Biraz buradan ayırlmaya çalışayım diyorum fakat sanıyorum ki TKL405 biraz fazla beni bu tarafa çekiyor. Ders için de consent veren Zeynep Oktay Hocama da çok teşekkür ederim. Gerçi dersi almam biraz hata sanıyorum. Doktora öğrencilerinin olduğu bir derste 1. sınıf işletme öğrencisinin ne işi var(!) Neyse, bir şekilde halledebileceğimi ümit ediyorum. İlk iki ödevi teslim ettim. Finali yazmam gerekirken burada bir yazı karalıyorum. Yine hata yine hata. Hatalar üzerine kurulmuş bir yaşam biçimi.
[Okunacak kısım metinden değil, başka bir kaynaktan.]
Issue #524, opened 2022-07-30
Rewrite resource loading mechanism


jrodbx:
During our hack week, we used `com.android.ide.common.resources.deprecated.ResourceRepository` mainly due its simplicity -- pass it a file path to a resource source set directory, and it will parse and load the contents for later retrieval and resolution for free. However, this left a bit of tech debt.

First, this ResourceRepository definition has since [been deleted](https://android.googlesource.com/platform/tools/base/+/f870b9e262973c0742380e8a5fbb74977b44fa14) from `sdk-common` and replaced with a different [interface](https://android.googlesource.com/platform/tools/base/+/refs/heads/mirror-goog-studio-main/sdk-common/src/main/java/com/android/ide/common/resources/ResourceRepository.java) implemented in the [Android Studio project](https://android.googlesource.com/platform/tools/adt/idea/+/refs/heads/mirror-goog-studio-main/android/src/com/android/tools/idea/res/).  As a result, we can't bump some of LayoutLib's transitive dependencies (`sdk-common`, `layoutlib-api`).

Second, this also couples us slightly to AGP's merged resources dir, which contains all the transitive resources that drive Paparazzi.  Following the new ResourceRepository approach would instead reference and parse the project resource files in `/src/main/res` (and variants), artifact resource files in aar/res, as well as the framework resources, provided by layoutlib, directly.

Since Paparazzi tests should also run on the CLI, the new ResourceRepository implementation cannot use a similar approach and use Intellij's PSI model to reference the resource source set directories.  Instead, the implementation would likely have to rely on AGP bits to obtain them (heads up, Bazel folk, this would be another thing to implements) which is still better than coupling to AGP's intermediary output directories.

Fixing this should automatically also provide support for application modules (since we wouldn't be looking into `build/intermediates/merged_res` anymore, which is in a [binary format for application modules](https://github.com/cashapp/paparazzi/issues/107)) and fix the issue with [HTML string resources](https://github.com/cashapp/paparazzi/issues/316) since a different resource parsing path is used altogether.

I've been putting this off for a while, but it's about time to tackle this since we'll be rewriting/refactoring the core of Paparazzi on the march to 2.0.

jrodbx:
This should now be fixed, and will be promoted in the upcoming (1.3.1) release.

jisungbin:
Thanks for the awesome work! 🫶🫶 (@jrodbx @kevinzheng-ap and other Paparazzi contributors!)

PR #755, opened 2023-04-19
Allow paparazzi on android application plugin for compose

Burtan:
This pull requests removes the check that forces paparazzi to be used with the android library plugin only. It also adds a test for the android application plugin for compose.


jrodbx:
Support for this is coming soon via https://github.com/cashapp/paparazzi/issues/524, which one of our internal teams has been working on.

TKL405 demişken bu yazıda 1-2 öneriden bahsedeyim. Kesinlikle Zeynep Hoca’dan alınması gerekilen bir ders diye düşünüyorum. Gerçi Zeynep Hoca ne ders verirse alınır, bir insan Zoom’dan bile hayat enerjisini aktarabilir mi, diye düşünüyorum ki eğer başka dersini de verirse almayı planlıyorum. Ders okumaları ağır ve zor (bana göre) ve paper yazmanız gerekiyor. Yazmayı sevmiyorsanız da tavsiye etmem ki ben işletmeyi paper yazmamak için tercih etmiştim. Hata ile almış oldum dersi.
Son derste Mabel Matiz üzerine birisinin aktarmış olduğu iki şarkıyı da buraya aktarayım. Toy ve Mendilimde Kırmızım Var şarkılarının tasavvufi açısından incelenmesi gerekildiği vs. üzerine bir muhabbet dönmüştü. Umarım düzgün öğrenebilirim de kendi araştırmamı kendim yapabilirim.
Hasılı buradan yine ve yine hata kavramının kaderi şekillendirmede aslında bir hata değil sadece bir tercih olduğu fikrine vardım. Arda’nın bahsetmiş olduğu aslında bir hata değil yanlış. 4 yanlışın 1 doğruyu da götümesi gerçekten çok komik.! Yanlış ile Hata kavramları ne kadar aynı gözükse de farklı kavramlar olarak hayatımızda yer edinmeli ki hata kavramı da biraz yok olmalı sanki. Bilakis hata kavramının aslında tercihten ibaret olduğu âşikar. Yok olmalı biraz ağır oldu, kavram dünyamızda biraz değişiklik olabilir diye düşünüyorum.
Yine başladığımız yerden saparak başka bir yerde bitirdiğimiz bir yazı oldu. Yazı kalır söz uçar. Bu yazı da burada kalsın. Belki dönüp yapmış olduğumuz hatayı düzeltebiliriz. Veya düzeltmeye gerek de kalmaz.